If you toss a single number cube (one die), what is the probability of rolling an even number?

One way of thinking about probability is to make a fraction that shows:

(the number of things you want)

(the number of possibilities)
.

  • How many different numbers could you get when you roll a number cube?
  • How many of these are even?

When you roll a number cube you can get any of the six numbers: 1, 2, 3, 4, 5, or 6.

Three of these numbers are even: 2, 4, and 6.

That is, the probability of rolling an even number can be written as: P(even number) = (3 numbers we want)/(6 possible numbers) = (3/6).

So, the probability of rolling an even number on a number cube is (3/6).

  • Where is this on the probability scale from 0 to 1? How do you know?

Experiment 2

How do you think we could measure the probability of tossing a die and getting a 1?

  • Is it more likely that you will get a 1 or that you won't get a 1?
  • In fact, can you measure the probability of tossing a die and getting any number but a 1?
Experiment 3

Here's a set of twenty cards.
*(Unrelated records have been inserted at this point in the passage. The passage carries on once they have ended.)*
PR #284, opened 2015-05-20
PHP7 and EngineException handling

adduc:
PHP7 introduces a few new classes related to Exception ([RFC](https://wiki.php.net/rfc/engine_exceptions)). BaseException is created as a parent of Exception, and EngineException is created as a child of BaseException. As a result, the exception handler may receive objects that do not match Exception (EngineException is not an instance of Exception).

If we were to aim for PHP 7 compatibility only, I'd suggest changing all typehints in Whoops to BaseException, to allow for both Exceptions and EngineExceptions to be passed throughout.

If we were to aim for PHP 5 and PHP 7 compatibility, as suggested by @LawnGnome, we would need to get rid of the type hint in the exception handler ([Run::handleException](https://github.com/filp/whoops/blob/c982fe62c44798c433229cb0425c61b487cc1883/src/Whoops/Run.php#L233)). We would also need to remove all other typehints for Exception, as they would also need to handle both Exception and EngineException.

I'm opening this pull request to start discussion, I don't intend for the changes within to be merged without further refinement (still working on a unit test to test catching EngineException).


staabm:
We should not land this before php7 was released as an alpha or rf, because there are several open PR which might change the Exception-hierarchy or the names of those classes.

src/Whoops/Exception/Inspector.php
```diff
@@ -28,7 +28,7 @@ class Inspector
     /**
      * @param Exception $exception The exception to inspect
      */
-    public function __construct(Exception $exception)
```
GrahamCampbell: You need to update the phpdoc.

src/Whoops/Exception/Inspector.php
```diff
@@ -131,7 +131,7 @@ public function getFrames()
      * @param  Exception $exception
      * @return array
      */
-    protected function getFrameFromException(Exception $exception)
+    protected function getFrameFromException($exception)
```
GrahamCampbell: You need to update the phpdoc.

src/Whoops/Handler/Handler.php
```diff
@@ -74,7 +74,7 @@ protected function getInspector()
     /**
      * @param Exception $exception
      */
-    public function setException(Exception $exception)
+    public function setException($exception)
```
GrahamCampbell: You need to update the phpdoc.

src/Whoops/Handler/HandlerInterface.php
```diff
@@ -27,7 +27,7 @@ public function setRun(Run $run);
      * @param  Exception $exception
      * @return void
      */
-    public function setException(Exception $exception);
+    public function setException($exception);
```
GrahamCampbell: You need to update the phpdoc.

src/Whoops/Run.php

Each card has a number from 1 to 10, and the number is either red or black.

If I draw one card without looking, what is the probability that the card I draw will:
  • be red?

  • show an even number?

  • show a number less than 3?

  • show a black 7?
Can you think another outcome from drawing one card that has a probability of:
  • (1/2)?

  • (1/4)?

  • (4/20)?

  • (1/20)?

  • (19/20)?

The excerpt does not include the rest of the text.